Guru
Oct 8, 2011
Sha Menz
Project Manager, Inbound Marketing at BF Design Studio
Hi Rick,
If you wish to use the robots.txt method to disallow all or part of your site's https protocol, you simply need to load two separate robots.txt files.
The http and https protocols are basically viewed by bots as if they were two completely separate root domains (which I guess you already know as you have mentioned the fact that port 443 is used for the secure protocol).

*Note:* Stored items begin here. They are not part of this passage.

PR #3618, opened 2026-03-20
Part of Phase 4 & 5: Migrate Link to react-router-dom-v5-compat

ghost:
- Resolves part of #3313 

## Description of the changes
- Moving all `Link` imports from `react-router-dom` (v5) to `react-router-dom-v5-compat`. So preparing for a future switch to `react-router-dom` v7.
- `CompatRouter` must sit under v5 `MemoryRouter` / `BrowserRouter` from `react-router-dom`. Using compat’s `MemoryRouter` there will break `CompatRouter` (missing location) or cause any other errors. So tests that use `MemoryRouter` + `CompatRouter` still import routers from `react-router-dom` like in:
```
TraceIDSearchInput.test.js
TopNav.test.js
Monitor/index.test.js
SearchTracePage/index.test.js
SearchResults/index.test.js
```

- Unit tests
- manually verify the UI

## Checklist
- [ ] I have read https://github.com/jaegertracing/jaeger/blob/main/CONTRIBUTING_GUIDELINES.md

### DIFF
--- a/packages/jaeger-ui/src/components/Monitor/ServicesView/index.test.js
+++ b/packages/jaeger-ui/src/components/Monitor/ServicesView/index.test.js
@@ -4,7 +4,7 @@
 import React from 'react';
 import { render, screen, cleanup, waitFor } from '@testing-library/react';
 import userEvent from '@testing-library/user-event';
-import { MemoryRouter } from 'react-router-dom';
+import { MemoryRouter } from 'react-router-dom-v5-compat';
 import '@testing-library/jest-dom';
 import {
   MonitorATMServicesViewImpl as MonitorATMServicesView,
--- a/packages/jaeger-ui/src/components/App/Branding.tsx
+++ b/packages/jaeger-ui/src/components/App/Branding.tsx
@@ -2,7 +2,7 @@
 // SPDX-License-Identifier: Apache-2.0
 
 import React from 'react';
-import { Link } from 'react-router-dom';
+import { Link } from 'react-router-dom-v5-compat';
 import prefixUrl from '../../utils/prefix-url';
 import JaegerLogo from '../../img/jaeger-logo.svg';
 
--- a/packages/jaeger-ui/src/components/App/NotFound.test.js
+++ b/packages/jaeger-ui/src/components/App/NotFound.test.js
@@ -3,7 +3,7 @@
 
 import React from 'react';
 import { render, screen } from '@testing-library/react';
-import { MemoryRouter } from 'react-router-dom';
+import { MemoryRouter } from 'react-router-dom-v5-compat';
 import '@testing-library/jest-dom';
 import NotFound from './NotFound';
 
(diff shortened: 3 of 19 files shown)


packages/jaeger-ui/src/components/Monitor/ServicesView/index.test.js
```diff
@@ -4,7 +4,7 @@
 import React from 'react';
 import { render, screen, cleanup, waitFor } from '@testing-library/react';
 import userEvent from '@testing-library/user-event';
-import { MemoryRouter } from 'react-router-dom';
+import { MemoryRouter } from 'react-router-dom-v5-compat';
```
yurishkuro, line 7: I am not sure I follow the need for doing this - is there a different behavior in the new MemoryRouter? The final goal is to still stay on react-router-dom v7, is that correct? In which case we'd have to do another sweeping change to move from "-compat" to clean library name?

yurishkuro (approved):

yurishkuro:
looking at the code there are still about a dozen places importing `from 'react-router-dom'`. I am curious if instead of rewriting to import from compat module we could just do a build-level override / substitution like "any import from react-router-dom actually means import from compat". This way we don't have to keep changing the code back and forth.

packages/jaeger-ui/src/components/Monitor/ServicesView/index.test.js
ghost: > I am not sure I follow the need for doing this - is there a different behavior in the new MemoryRouter?

Yes, in practice: `react-router-dom` v5 `MemoryRouter` implement the v5 router (`history`+ v5 context) but `react-router-dom-v5-compat` re-export router pieces built on React router v6+

ghost: > The final goal is to still stay on react-router-dom v7, is that correct? In which case we'd have to do another sweeping change to move from "-compat" to clean library name?

Yes the usual plan is v5 -> v5-compat -> drop compat and history & use v7. And yes when we will do the final step, we will have to do another sweep.

ghost: the “sweep” is like replace v5 test wrappers with v7 ones and fix any mocks that still pointed to v5 or compat.

ghost:
> looking at the code there are still about a dozen places importing `from 'react-router-dom'`. I am curious if instead of rewriting to import from compat module we could just do a build-level override / substitution like "any import from react-router-dom actually means import from compat". This way we don't have to keep changing the code back and forth.

Yes but if we alias all react-router-dom -> compat, Is not it like we are pretending the whole app is on one module?? but root wiring still using v5’s Router from react-router-dom in index.tsx - that’s intentional today. Forcing that through an alias to compat is exactly where maybe different bugs or issues will show up.

ghost:
and we can do the bulk import changes through commands and then will check for any issues (`find` + `sed`)

Issue #3657, opened 2026-03-22
Tracking: ADR 0004 Migrate from Redux to Zustand + TanStack React Query


Parship12:
## Summary

Track the **incremental migration** away from classic **Redux** (`redux`, `redux-actions`, `connect`) toward the architecture described in [ADR 0004: State Management Strategy](https://github.com/jaegertracing/jaeger-ui/blob/main/docs/adr/0004-state-management-strategy.md) and [ADR 0008: Target state management architecture](https://github.com/jaegertracing/jaeger-ui/blob/main/docs/adr/0008-target-state-management-architecture.md).

### Phase 0: Foundations
- [x] #3662 -> Shared TanStack Query client, Zustand + class bridge, Type alignment

### Phase 1: Zustand for client UI state (Redux still holds server data)
- [x] #3702  -> Trace compare (traceDiff)
- [x] #3715  -> Archive notifier (archive)
- [x] #3719 -> layout prefs (trace timeline)
- [x] #3721 -> collapse/expand and detail state (trace timeline)
- [x] #3750 -> DDG view modifiers
- [x] #3761 -> Embedded / Page / TopNav flags

TRIVENI206:
Hi, I’d like to contribute to this migration.

After going through ADR 0004, I understand that the goal is to move away from classic Redux toward a clearer separation of concerns using Zustand for client/UI state and React Query for server state.

I also understand that this migration is intended to be incremental, with small focused PRs that improve maintainability and performance without introducing large changes at once.

I’d be happy to start contributing by picking a small part of the existing Redux-based logic and migrating it in line with this architecture.

Please let me know if there’s a recommended area to begin with.

ghost:
Hi @TRIVENI206, thanks for your interest. At the moment, this migration is not in a state where we can collaborate externally. If we need help at a later stage, i will definitely reach out. However, you can help us with the related PR reviews, and feel free to reach out on Slack anytime if needed.

ghost:
@yurishkuro can you please reopen it?

PR #3662, opened 2026-03-24
Phase 0: feat: add Zustand and query foundation for state migration

ghost:
- Resolves part of #3657

## Description of the changes
- This PR is for some foundational works. No Redux removal and no feature migration yet.
- `src/query/app-query-client.ts`: One place for `QueryClient` instead of defining it inline in `App`.
- `src/utils/zustand-class-bridge.tsx`: avoid blocking Zustand on a large class -> FC rewrite.

- Unit tests

## Checklist


packages/jaeger-ui/src/query/app-query-client.ts
```diff
@@ -0,0 +1,20 @@
+// Copyright (c) 2026 The Jaeger Authors.
+// SPDX-License-Identifier: Apache-2.0
+
+import { QueryClient } from '@tanstack/react-query';
+
+// Default TanStack Query client for Jaeger UI. Centralize the cache timing
+//  so new query hooks stay consistent.
+export function createAppQueryClient(): QueryClient {
+  return new QueryClient({
```
yurishkuro: we are already making queries from useTraceDiscovery, isn't this a repetition of the query object?

ghost: Yes, but we will add many queries. So shared defaults will avoid copy pasting.

packages/jaeger-ui/src/utils/zustand-class-bridge.tsx
```diff
@@ -0,0 +1,39 @@
+// Copyright (c) 2026 The Jaeger Authors.
+// SPDX-License-Identifier: Apache-2.0
+
+import React from 'react';
+import type { StoreApi, UseBoundStore } from 'zustand';
+
+export function createStoreConnector<T, P extends Record<string, unknown>>(
```
yurishkuro, line 35: please write documentation to the purpose of new functions like these

packages/jaeger-ui/src/components/App/index.tsx
```diff
@@ -54,7 +45,7 @@ const PlexusDemoPage = import.meta.env.DEV ? React.lazy(() => import('../PlexusD
 
 export default function JaegerUIApp() {
   return (
-    <QueryClientProvider client={queryClient}>
+    <QueryClientProvider client={appQueryClient}>
```
yurishkuro: this looks like an abstraction leak, why can't the util module simply provide `<AppQueryClientProvider>`? Currently this code needs to know about both tanstack QueryClientProvider AND appQueryClient

ghost: Fair point. So should we add a seperate file for `AppQueryClientProvider` that will wrap `QueryClientProvider` + `appQueryClient` so that `App` doesn’t depend on both Tanstack’s provider and the singleton??

packages/jaeger-ui/src/utils/zustand-class-bridge.tsx
```diff
@@ -0,0 +1,39 @@
...
+      private unsubscribe?: () => void;
+
+      state: { slice: P } = {
+        slice: selector(useStore.getState()),
+      };
+
+      componentDidMount() {
+        this.unsubscribe = useStore.subscribe(nextState => {
+          this.setState({ slice: selector(nextState) });
+        });
```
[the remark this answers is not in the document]
Parship12: I think it's not necessary as it’s just a small performance concern

packages/jaeger-ui/src/utils/zustand-class-bridge.tsx
```diff
@@ -0,0 +1,46 @@
...
```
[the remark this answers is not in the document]
ghost: fixed

packages/jaeger-ui/src/utils/zustand-class-bridge.tsx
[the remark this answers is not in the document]
ghost: fixed

packages/jaeger-ui/src/utils/zustand-class-bridge.tsx
```diff
@@ -0,0 +1,39 @@
...
+
+      componentWillUnmount() {
+        this.unsubscribe?.();
+      }
+
+      render() {
+        const { slice } = this.state;
+        return <Wrapped {...(this.props as Record<string, unknown>)} {...slice} />;
+      }
+    };
```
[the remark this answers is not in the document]
ghost: fixed

packages/jaeger-ui/src/query/query-keys.ts
```diff
@@ -0,0 +1,9 @@
+// Copyright (c) 2026 The Jaeger Authors.
+// SPDX-License-Identifier: Apache-2.0
+
+export const queryKeys = {
+  services: () => ['services'] as const,
```
yurishkuro: why is it beneficial to extract these keys here, far from where they are used and they are not reusable anywhere else? I think the original place was better, local to the actual query which knows what caching policy is required (and the corresponding TTL for such queries)

packages/jaeger-ui/src/components/App/index.tsx
yurishkuro: I would define the component in the same file as appQueryClient singleton. The singleton itself probably does not need to be exported.

packages/jaeger-ui/src/utils/zustand-class-bridge.tsx
yurishkuro: docs should be next to the symbol.

```suggestion
// createStoreConnector allows to inject Zustand state into legacy class components
// (hooks only work in function components). The connector is a function component
// that uses useStoreWithEqualityFn + shallow so React integrates with the store
// correctly and re-renders only when the selected slice changes.
export function createStoreConnector<T, P extends Record<string, unknown>>(
```

Any usage example? It's hard to judge this function that is not used anywhere.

Google's advice is that to use this method, you should have a separate robots.txt file for each protocol with code as follows:
For your http protocol (
http://www.startuploans.org/robots.txt):
User-agent: *
Allow: /
For the https protocol (
https://www.startuploans.org/robots.txt):
User-agent: *
Disallow: /
However, blocking crawlers with robots.txt is not the most reliable method for excluding pages from Search engines. The reason for this is that the page will continue to be indexed if it happens to be found via a link from another page. Basically, the robots.txt is the sign on the front door that says "Please stay out of our house", but it is never seen by the people who enter via the rear exit or climb in a window!
The most reliable method of excluding pages is to add the noindex meta tag as suggested by MagentoWebDeveloper and Alan.When a bot encounters the noindex meta tag it will send a signal to the search engine to de-index the page and there is no further problem.
I would generally use noindex, follow rather than noindex, nofollow as the nofollow tag will stop the flow of link value through your site. In most cases, as long as the noindex is in place, there is no reason to be worried about the links on the pages being followed.
You should NEVER use both methods at the same time.